La marche des militants de la Lucha est partie du rond-point Signers en passant par le bureau des 34 régions militaires pour chuter au cercle sportif de Goma. Chemin faisant, ces jeunes pro démocratie avaient un seul message sur les différents papiers qu’ils brandissaient: “la boisson fortement alcoolisée tue à petit feu notre jeunesse, notre pays n’est pas un dépotoir, non à la consommation des chiefs,…”.

«Nous manifestons pour lutter contre les bossons fortement alcoolisées. Vous savez très bien, le gouvernement permet l’importation des boissons à forte dose et met cette politique en place pour détruire la jeunesse afin que celle-ci ne s’occupe pas des vrais problèmes réels de notre pays. Il est prouvé que si vous en consommez, vous ne serez plus capable de bien réfléchir et ça, c’est un danger pour nous qui sommes considérés comme l’avenir du pays. Nous n’allons pas cautionner cette pratique et nous décourageons au même moment les jeunes qui se mettent à la prise abusive de ces boissons pour ne pas tout gâcher », explique Francis MUNYIYIRHO, militant de ce mouvement citoyen et l’un des manifestant.

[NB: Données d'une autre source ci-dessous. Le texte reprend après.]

PR #1224, opened 2026-06-12
feat(connect-config): per-server OAuth client_id login for Cursor/Claude/Codex + /mcp path override

go-faustino:
## Summary

When a deployment runs an OAuth provider but has **anonymous Dynamic Client Registration disabled** (common with enterprise Keycloak), the Connect dialog can't show an IDE login button — it falls back to embedding a static gateway token. This PR lets operators advertise a **pre-registered public OAuth client_id** so the Connect dialog emits a token-less, login-button config instead, for the IDEs that support a fixed public client.

Two levels of configuration:

- **Registry-wide default:** `IDE_OAUTH_CLIENT_ID` (`ide_oauth_client_id`). Empty by default → unchanged static-token behavior.
- **Per-server override:** `oauth_client_id` on the server entry, which wins over the global default for that server.

Resolution happens **server-side** in `GET /api/servers/{path}/connect-config` (`server_info.oauth_client_id or settings.ide_oauth_client_id`), so the frontend receives a single resolved value.

When a client id resolves for a server, the Connect dialog drops the static gateway token and emits OAuth-aware output per IDE:

| IDE | Output |
|-----|--------|
| Cursor (JSON) | `"auth": { "CLIENT_ID": "<id>" }` |
| Claude Code | `claude mcp add --transport http --client-id <id> <name> <url>` |
| Codex | `codex mcp add <name> --url <url> --oauth-client-id <id>` |

Other IDEs (Roo Code / Kiro / Goose / VS Code default / curl) are intentionally left on the existing behavior, since they have no verified fixed-public-client OAuth config syntax.

### Also: per-server `/mcp` path override

Added `append_mcp_path: bool | null` on the server entry to control the trailing `/mcp` transport segment of the gateway Connect URL:

- `null` (default) — auto-detect from `proxy_pass_url` (unchanged behavior).
- `false` — strip `/mcp` for root-endpoint servers (e.g. AWS Knowledge) that serve MCP at the server path itself and break on `/mcp`.
- `true` — force the suffix.

The five duplicated inline URL builders in the Connect modal were consolidated into a single `buildConnectUrl()` helper that honors this override.

## Changes

- `registry/core/schemas.py` — new `oauth_client_id` + `append_mcp_path` fields on `ServerInfo`.
- `registry/api/server_routes.py` — `connect-config` resolves the effective client id (per-server ‖ global) and returns both fields.
- `frontend/src/components/ServerConfigModal.tsx` — consume the connect-config fields; `buildConnectUrl()` refactor; OAuth output for Cursor/Claude/Codex with token drop; UI hints.
- Reverted the earlier global-only `/api/config` + `useRegistryConfig` plumbing (resolution now lives server-side in connect-config).
- Docs: `docs/unified-parameter-reference.md` (global default + per-server overrides table), `docs/ai-coding-assistants-setup.md` (per-IDE OAuth examples + `append_mcp_path`).
- Tests: `frontend/.../ServerConfigModal.test.tsx` (OAuth + append_mcp_path via mocked connect-config; kept URL-generation tests), `tests/unit/api/test_config_ide_oauth.py` (model fields, admin-config group, env export).

## Notes

- The client id is **public** (not a secret); the registered public client must allow the loopback redirect URIs each IDE uses.
- Backward compatible: with no global setting and no per-server value, the Connect config is byte-for-byte unchanged (static token).

## Test plan

- [x] `tsc --noEmit` clean
- [x] Frontend `jest` ServerConfigModal suite (8/8): URL generation, append_mcp_path strip/force, Cursor OAuth emit/omit, registry-only never-OAuth
- [x] `ServerInfo` round-trips the new fields (not stripped by validation)
- [x] Backend unit suite (CI) — `tests/unit/api/test_config_ide_oauth.py`


aarora79:
Thanks @go-faustino for submitting this, will test this with a few IdPs and then merge it. I have a few follow-ups to this which will add as a separate PR. Thanks for the super useful contribution.

aarora79:
Thanks for this contribution, @go-faustino — the per-server `oauth_client_id` and `/mcp` path override were a great foundation. We've now built on it in a much bigger way in #1235 (merged): the IDE OAuth login flow is wired across all deployment surfaces (Docker, Compose variants, Terraform, Helm), validated end-to-end on Keycloak, Okta, and Amazon Cognito, and rounded out with a fixed callback-port option (`IDE_OAUTH_CALLBACK_PORT`) for IdPs that match redirect URIs literally — plus a few pre-existing auth bug fixes surfaced along the way (CSRF validation, PRM scope advertisement, Cognito access-token validation).

The three connection methods are now documented in [`docs/connection-methods/`](https://github.com/agentic-community/mcp-gateway-registry/tree/main/docs/connection-methods) — pre-registered client id, DCR, and CIMD (roadmap) — and per-IdP setup scripts live in [`setup/idp/<idp>/`](https://github.com/agentic-community/mcp-gateway-registry/tree/main/setup/idp). There's also a quick-start FAQ: [How do I get my AI coding assistant to work with this registry?](https://github.com/agentic-community/mcp-gateway-registry/blob/main/docs/faq/connect-ai-coding-assistant.md)

Appreciate you kicking this off!

go-faustino:
Thanks @aarora79 — glad it was a useful starting point, and #1235 looks like the right way to round it out.

For context: we're running the registry in front of an enterprise Keycloak with anonymous DCR disabled, so the pre-registered public client_id path is exactly the gap we needed for Cursor/Claude/Codex. Two of your follow-ups line up directly with that setup — the verify_csrf_token_header_only fix (silent fallback to the static token on cookie-authenticated GETs is a nasty one) and the PRM derive_supported_scopes() fix, since Keycloak rejects unknown scopes with invalid_scope. Defaulting to basic OIDC scopes with MCP_ADVERTISED_SCOPES as the override is the right call.

We deploy via our own downstream chart rather than the in-repo surfaces, but the per-IdP scripts and connection-methods/ docs are a great reference. Appreciate you building on it so quickly.

PR #1260, opened 2026-06-17
fix: validate signed jwt for mcp-proxy

omrishiv:
*Issue #, if available:*

*Description of changes:*

This PR enforces that requests sent to the mcp-proxy have a valid, signed JWT token. For existing deployments, it is recommended to update the registry first before updating the auth-server, that way requests are signed before arriving at the auth-server. If the reverse happens, the auth-server will reject the unsigned requests until the registry is updated. 


omrishiv:
Registry test fix is in #1258

PR #1263, opened 2026-06-19
feat(agents): on-demand A2A agent card pull with dry-run preview (#1030)

### LINKED ISSUE #1030: Add on-demand A2A agent card pull with dry-run preview and overwrite
## Problem Statement

When an A2A agent is registered in the registry, its metadata (name, description, version, skills, capabilities, security schemes, etc.) is captured at registration time and becomes static. If the remote agent updates its card (adds skills, changes version, updates provider info), the registry has no way to pull the latest card and update the local record.

Today, the health check endpoint (`POST /agents/{path}/health`) already fetches `/.well-known/agent-card.json` but discards the response body, only checking reachability. We should reuse this mechanism to also parse and optionally apply the remote card data.

## Proposed Solution

Add a new backend API endpoint `POST /api/agents/{path}/pull-card` that:

1. Fetches the A2A agent card from `/.well-known/agent-card.json` on the agent's host.
2. In **dry-run mode** (default): returns a diff of what would change (field-by-field comparison).
3. In **overwrite mode**: applies the remote card fields to the local record (only A2A-spec fields, preserving registry-specific metadata).

The UI adds a "Pull Card" icon button on the AgentCard component. Clicking it calls the API in dry-run mode first, shows a diff/preview modal, and lets the user confirm to apply changes.

## User Stories

- As a registry operator, I want to pull the latest A2A agent card so that the registry reflects the agent's current capabilities.
- As a registry operator, I want to preview what would change before applying, so I don't accidentally overwrite custom metadata.
- As a registry operator, I want the pull to only update A2A-spec fields (name, description, version, skills, capabilities, etc.) and preserve registry-specific fields (tags, visibility, trust_level, ratings, etc.).

## Acceptance Criteria

- [ ] `POST /api/agents/{path}/pull-card` endpoint exists with `dry_run` query parameter (default: true).
- [ ] Dry-run response includes: remote card data, field-by-field diff (current vs remote), and list of fields that would change.
- [ ] Overwrite mode (`dry_run=false`) updates only A2A-spec fields, preserving registry metadata.
- [ ] UI shows a "Pull Card" icon on each agent card (next to existing health check button).
- [ ] Clicking the icon opens a preview modal showing the diff.
- [ ] User can confirm to apply changes from the modal.
- [ ] Endpoint respects permissions (modify_service permission, owner or admin).
- [ ] Federated / read-only agents cannot be overwritten.
- [ ] Agents without a valid URL or non-A2A agents show an appropriate error.
- [ ] Health check is updated as a side effect of a successful pull.

## Out of Scope

- Automatic / scheduled pulling (this is on-demand only).
- Pulling from non-standard endpoints (only `/.well-known/agent-card.json`).
- Conflict resolution for concurrent edits (last write wins, same as existing update endpoint).

## Dependencies

- None (builds on existing health check infrastructure).

## Related Issues

- Health check endpoint already fetches `/.well-known/agent-card.json` but discards body.

## Design Documents

Detailed design lives under `.scratchpad/a2a-card-pull/` (LLD, expert review, and testing plan).

vrindabhandari:
*Issue #, if available:* Closes #1030

*Description of changes:* 

Adds `POST /api/agents/{path}/pull-card`:
- **Dry-run (default):** fetches the remote A2A card from `/.well-known/agent-card.json` and returns a field-by-field diff (current vs remote) without writing.
- **Apply (`dry_run=false`):** updates only A2A-spec fields, preserving registry-managed metadata (tags, ratings, visibility, trust_level, sync_metadata, etc.).
- Reuses the existing health-check fetch path; a successful pull also refreshes health status in the same write.
- **UI:** a "Pull Card" button on owned, non-federated A2A agents that opens a preview modal showing the diff, with an Apply action.

Design-review items folded in: 1 MiB cap on the remote read (S1), registrant-only protection via the shared `REGISTRANT_ONLY_FIELDS` contract (S5), a single merged `update_agent` write (P1), a structured `pull_card` log line (R4), and a warning when the remote would change the agent URL (S3).

**Testing**
- `tests/unit/api/test_pull_card_helpers.py` — normalize / diff / safe-updates / fetch + the A2A↔registrant disjoint invariant.
- `tests/unit/api/test_pull_card_endpoint.py` — dry-run, apply, permission/federated/protocol/URL guards, single-write, and registrant-only protection.
- All 35 pass locally.

**Notes for reviewer (a few conscious calls)**
- Endpoint tests use the existing `unittest.mock` style rather than respx, since respx isn't a project dependency. A respx + live-Mongo integration variant can be a follow-up.
- Last-write-wins (no `If-Match`), matching current PUT/PATCH. The LLD flagged If-Match as an open decision — happy to add optimistic concurrency if preferred.
- The local pre-commit `mypy` and `python-syntax` hooks flag two pre-existing items unrelated to this change (`BatchItemOp.replace` shadowing `str.replace`, and a `python` executable not on PATH). Left untouched to keep the diff scoped.


aarora79:
Hey @vrindabhandari, took this for a full test ride today and pushed four follow-up commits onto the branch (PR head now `17bc8f0c`). Heads-up: I force-pushed (with lease) — if you have local work on this branch, you'll want to `git fetch origin && git reset --hard origin/feat/1030-a2a-pull-card`.

What's on top of your original commit:

1. **`9249b508` — docstring + skills null-key spurious diff.** Two reviewer-feedback follow-ups in one commit:
   - Docstring on `pull_agent_card` now mentions the `dry_run=True` health-fields side effect (was only in the PR description, not OpenAPI-visible).
   - `_compute_card_diff` was reporting a spurious `skills` change on real A2A agents. Reproduced live on a real card: local `model_dump()` emits `examples` / `input_modes` / `output_modes` / `security` as explicit nulls, the remote omits them — `dict != dict` even though the lists are semantically equal. The per-field `hasattr(s, "model_dump")` check at line 359 was dead code (by then `s` is already a plain dict from the top-level `model_dump()` at line 344, so the `else s` branch ran and the nulls survived). Fix drops `None`-valued keys per field on both sides for `provider`, each `skill`, each `security_scheme` value, and sorts `skills` by stable `id` so a reordered remote also doesn't false-positive. All 35 existing tests still pass.

2. **`7242a862` — CLI parity.** New `agent-pull-card` subcommand on `registry_management.py` mirroring the new endpoint, with `--apply` (default dry-run) and `--json`. Mirror models in `registry_client.py` (`PullCardFieldChange`, `PullCardResponse`) and a `pull_card_agent()` client method.

3. **`17bc8f0c` — README blurb in What's New.** One-sentence summary.

Plus your original was rebased onto current `main` so the merge is clean.

End-to-end testing done:
- Positive path: UI dry-run + Apply on a real A2A agent (Jewel Homes) — diff renders, applied, registry-managed fields untouched.
- Negative paths: dead remote (DNS fail), upstream 502 — both surface as clean HTTP 502 from the endpoint with the right detail strings.
- CLI: dry-run, `--apply`, `--json`, error exit code on dead remote — all clean.

Filed #1282 as a follow-up for SSRF hardening on the shared `_fetch_remote_agent_card` / health-check fetch path — not a #1263 regression (same surface existed pre-PR), but worth tightening. Full code change + acceptance criteria are in the issue if you'd like to pick it up.

Thanks for the PR!

Issue #889, opened 2026-04-25
Bearer token TTL: MAX_TOKEN_LIFETIME_HOURS not enforced, and request for per-MCP max lifetime at registration


WPrintz:
## Summary

Two related issues with the `/api/tokens/generate` endpoint that affect the bearer token issued by the "Connect" button on the registry UI:

1. **Bug**: `MAX_TOKEN_LIFETIME_HOURS` is declared but never enforced, and `expires_in_hours` in the request payload is ignored on the `oauth2` / `network-trusted` code path — the lifetime is hardcoded to 8 hours regardless of what the caller asked for.
2. **Feature request**: allow a **per-MCP-server maximum token lifetime** set at server registration time, so operators can allow long-lived tokens for low-risk servers (e.g. public docs search) while keeping sensitive servers on short TTLs.

Background context: for IDE-based MCP usage (Claude Code, Cursor, Kiro, etc.), an 8-hour bearer token means users must click Connect, copy the JSON, paste into `mcp.json`, and restart their IDE multiple times per day. MCP clients don't hot-reload config, so there's no mitigation short of longer-lived tokens or an out-of-band refresh mechanism.

---

### Current behavior

In [`auth_server/server.py`](https://github.com/agentic-community/mcp-gateway-registry/blob/main/auth_server/server.py):

```python
# Lines 75-76
MAX_TOKEN_LIFETIME_HOURS = 24
DEFAULT_TOKEN_LIFETIME_HOURS = 8
```

```python
# Lines 965-971 - request model accepts an override
class GenerateTokenRequest(BaseModel):
    user_context: dict[str, Any]
    requested_scopes: list[str] = []
    expires_in_hours: int = DEFAULT_TOKEN_LIFETIME_HOURS   # accepts override from caller
    description: str | None = None
```

```python
# Line 2219 - ignores the request value
if auth_method in ("oauth2", "network-trusted"):
    ...
    expires_in = DEFAULT_TOKEN_LIFETIME_HOURS * 3600  # always 8 hours, ignores request.expires_in_hours
```

`MAX_TOKEN_LIFETIME_HOURS = 24` is declared but never referenced anywhere in the codebase, so it enforces nothing.

### Impact

- Callers of `POST /api/tokens/generate` that pass `expires_in_hours: N` silently get 8h regardless
- The frontend **"Token Ready"** modal shown on Connect always says "expires in 8 hours" because the backend can't return anything else
[...]

Issue #959, opened 2026-05-07
Self-signed user tokens include full groups claim even though authorization is scope-based, causing oversized/malformed bearer tokens


zoltan-fedor:
## Summary

The auth server generates self-signed user tokens with the full `groups` claim embedded, but the authorization path for those same self-signed tokens uses the embedded `scope` claim directly rather than mapping groups to scopes.

In environments where users belong to many groups, this can make the generated bearer token unnecessarily large and fragile. We hit a production failure where programmatic MCP calls returned an auth failure and the auth-server logs showed:

- `Invalid token - Invalid payload padding`

The root cause was not incorrect scopes. It was token bloat from embedding large group lists in a token whose authorization path is already scope-based.

## Why this looks like an upstream bug

Upstream currently appears to do both of the following:

1. Validate self-signed tokens by reading scopes directly from the token's `scope` claim.
2. Only perform group-to-scope mapping for IdP-backed auth methods such as Keycloak / Entra / Cognito / Okta / Auth0.
3. Still generate self-signed user tokens with the full `groups` array included.

That means the `groups` claim is redundant for self-signed user-token authorization, but it still increases token size significantly.

## Impact

- Large self-signed JWTs for users with many groups
- Increased risk of bearer token truncation/corruption in transit
- Failures that surface as malformed token parsing, for example:
  - `Invalid payload padding`
- Hard-to-diagnose production behavior because the token contents are valid in principle, but the token is too large in practice

## Reproduction

1. Log in as a user who is a member of many IdP groups.
2. Generate a self-signed user token via the internal token-vending path.
3. Inspect the token payload and note that it contains the full `groups` array.
4. Use the token for programmatic MCP access.
5. In some environments / transport paths, the request fails and the auth server logs a malformed JWT error such as:
   - `Invalid token - Invalid payload padding`

## Expected behavior

Self-signed user tokens should include only the claims required for downstream authorization.

Since self-signed authorization already uses the embedded `scope` claim directly, the token should not need to embed the full external `groups` list.

Malformed or truncated bearer tokens should also be classified as authentication failures (`401`), not server/configuration failures.

## Actual behavior

- Self-signed user tokens include full `groups`
- Self-signed authorization uses `scope`, not `groups`
- Tokens become larger than necessary
- Invalid/malformed bearer tokens can surface during validation as parsing failures

## Suggested fix

For self-signed user-generated tokens:

1. Stop embedding the full `groups` claim when authorization is scope-based.
[...]

PR #1272, opened 2026-06-20
Fix datetime serialization and token lifetime enforcement (#573, #889)

### LINKED ISSUE #573: GET /api/servers/groups/{group_name} returns 500 due to datetime serialization
## Description

The `GET /api/servers/groups/{group_name}` endpoint returns a 500 Internal Server Error with the message:

```json
{
  "detail": "Internal error: Object of type datetime is not JSON serializable"
}
```

## Root Cause

The DocumentDB `scope_repository.get_group()` method returns the raw MongoDB document which contains Python `datetime` objects for `created_at` and `updated_at` fields. The route handler passes this dict directly to `JSONResponse`, which uses `json.dumps` internally and cannot serialize `datetime` objects.

The `list_groups` endpoint avoids this by only extracting specific scalar fields from the documents.

## Affected Code

- `registry/api/server_routes.py` line 3086: `return JSONResponse(status_code=200, content=group_data)`
- `registry/repositories/documentdb/scope_repository.py` line 294: returns raw MongoDB doc

## Fix

Round-trip the group data through `json.dumps(group_data, default=str)` before passing to `JSONResponse`, converting `datetime` objects to ISO strings. This matches the pattern used elsewhere in the codebase (e.g., `config_routes.py:535`).

Both storage backends are safe:
- **DocumentDB / MongoDB CE**: `datetime` objects converted to strings
- **File-based**: Already returns empty strings for timestamp fields

## Steps to Reproduce

1. Deploy with DocumentDB or MongoDB CE backend
2. Create or import a group scope
3. Call `GET /api/servers/groups/{group_name}` with a valid Bearer token
4. Observe 500 error response

ajmsra:
datetime serialization and token lifetime enforcement (fixes #573, #889)

- **#573**: `GET /api/servers/groups/{group_name}` returned 500 because datetime objects from DocumentDB are not JSON-serializable. Fixed by round-tripping through `json.dumps(default=str)`, matching the pattern used elsewhere in the codebase.
- **#889**: `MAX_TOKEN_LIFETIME_HOURS` (24 h) was declared but never enforced, and the caller-provided `expires_in_hours` was ignored — all self-signed tokens were hardcoded to 8 hours. Fixed by honouring the request field and clamping to `[1, MAX_TOKEN_LIFETIME_HOURS]`.

Note: the original version of this PR also addressed #959 (drop the `groups` claim from self-signed JWTs to fight token bloat). That change was reverted during review because it broke group-restricted resource visibility — the registry's visibility filter reads `user_context["groups"]` at request time, and dropping the claim left every group-restricted resource invisible for non-PingFederate IdPs. The bloat motivation is independently addressed by #1279 (group filtering at login) and #1281 (bulk group→scope lookup), both merged 2026-06-21. #959 will get a separate PR that doesn't regress visibility.

### DIFF
--- a/auth_server/server.py
+++ b/auth_server/server.py
@@ -2983,7 +2983,20 @@ async def generate_user_token(
             )
 
             current_time = int(time.time())
-            expires_in = DEFAULT_TOKEN_LIFETIME_HOURS * 3600  # 8 hours default
+            # Honour the caller's requested lifetime, clamped to the
+            # server-wide maximum (#889).  Values <= 0 or above the cap
+            # are silently clamped; omitted values fall back to the
+            # default (8 h).
+            effective_hours = min(
+                max(request.expires_in_hours, 1),
+                MAX_TOKEN_LIFETIME_HOURS,
+            )
+            expires_in = effective_hours * 3600
+            if request.expires_in_hours != DEFAULT_TOKEN_LIFETIME_HOURS:
+                logger.info(
+                    f"Token lifetime: requested={request.expires_in_hours}h, "
+                    f"effective={effective_hours}h (max={MAX_TOKEN_LIFETIME_HOURS}h)"
+                )
 
             # Build JWT claims
             jwt_claims = {
--- a/registry/api/server_routes.py
+++ b/registry/api/server_routes.py
@@ -4756,7 +4756,12 @@ async def get_group_api(
                 detail=f"Group '{group_name}' not found",
             )
 
-        return JSONResponse(status_code=200, content=group_data)
+        # Round-trip through json.dumps with default=str to convert
+        # datetime objects from DocumentDB into ISO-format strings (#573).
+        return JSONResponse(
+            status_code=200,
+            content=json.loads(json.dumps(group_data, default=str)),
+        )
 
     except HTTPException:
         raise
--- a/tests/auth_server/unit/test_server.py
+++ b/tests/auth_server/unit/test_server.py
@@ -2914,3 +2914,76 @@ class TestLogScopesLoaded:
         mock_logger.warning.assert_not_called()
         mock_logger.info.assert_called_once()
         assert "1 group mappings" in mock_logger.info.call_args[0][0]
+
+
+# =============================================================================
+# TOKEN LIFETIME ENFORCEMENT (#889)
+# =============================================================================
+
+
+class TestTokenLifetimeEnforcement:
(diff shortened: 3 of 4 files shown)


aarora79:
Hey @ajmsra, took this for a full test ride and ended up rewriting the branch on your fork — heads up that I force-pushed (with lease) and the branch is now at `c402ebb8`. If you have local work on it, you'll want to `git fetch origin && git reset --hard origin/datetime-serialization-token-lifetime-groups-bloat`.

**What's the same:** fix #573 (datetime serialization) and fix #889 (token-lifetime clamping), both verified live on a freshly-rebuilt local stack:

- `GET /api/servers/groups/registry-admins` → HTTP 200 (was 500, exact `TypeError: Object of type datetime is not JSON serializable` reproduced at the line you patched).
- `POST /internal/tokens` lifetime matrix: input 4→4h, 8→8h, 24→24h, 72→24h (clamped), 0→1h, -5→1h. Structured `Token lifetime: requested=…` log line fires for every off-default value as intended.

**What I dropped: the #959 change** (omit `groups` from self-signed JWTs). Reason: I reproduced live that the registry's group-restricted resource visibility check at [`registry/services/visibility.py:90`](registry/services/visibility.py#L90) reads `user_context["groups"]` at request time. With the claim omitted, `validate_self_signed_token` returns `groups=[]`, the registry gets `X-Groups: ""`, and **every group-restricted agent disappears** for non-PingFederate IdPs (the per-provider MongoDB enrichment fallback at [`auth_server/server.py:2306-2353`](auth_server/server.py#L2306-L2353) only defaults `pingfederate`). I also confirmed via the lifetime-test matrix that minted tokens come back with `groups_in_jwt=False`, so the regression would have shipped.

The token-bloat motivation behind #959 should now be covered by:
- **#1279** (merged 2026-06-21) — filters the groups claim down to scope-relevant groups before persisting.
- **#1281** (merged 2026-06-21) — bulk-resolves group → scope mappings so per-request latency no longer scales with group count.

Both landed AFTER you opened this PR. Worth checking against your environment to see if the original "Invalid payload padding" symptom is already gone with current main — if so, #959 may not need a separate PR at all.

**Also rebased onto current main** so the merge will be clean (the branch was behind main by 5 commits including #1279/#1281, which the previous head would have inadvertently reverted).

Thanks for the PR!

ajmsra:
Thanks @aarora79 good catch, thanks again for the quick review on this!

Cette action, assure-t-il, sera continuelle et nous ne sommes qu’au début de notre demarche. ” Les sociétés congolaises et étrangères qui produisent ces boissons en forte dose vont nous rencontrer sur leur route”, ont-ils promis.

Lucha

« La campagne est officiellement déclenchée contre toutes ces entreprises qui nous déversent ces stupéfiants ne respectant pas les dosages. Comment vous pouvez imaginer une boisson contenir 80, 50 ou 40% d’alcool alors que la loi congolaise en la matière ne l’autorise pas ? Pour décourager cela, nous incinérons symboliquement ces boissons et il y a toute une procédure que nous allons mener aux près des autorités en vue de leur rappeler leur rôle surtout pour obtenir le retrait de ces boissons sur le marché. Des sociétés locales comme PREMIDIS, produisant de telles boissons, pourquoi l’Etat ne fait pas de son mieux pour la remettre à l’ordre ? Nous pensons qu’il y a aussi une complicité de la part de certains responsables étatiques car nous ne pouvons pas comprendre comment d’autres boissons ne respectant pas la norme peuvent traverser les frontières, commercialisées et consommées sans inquiétude dans notre pays en général et ville de Goma en particulier ? », s’est-il interrogé.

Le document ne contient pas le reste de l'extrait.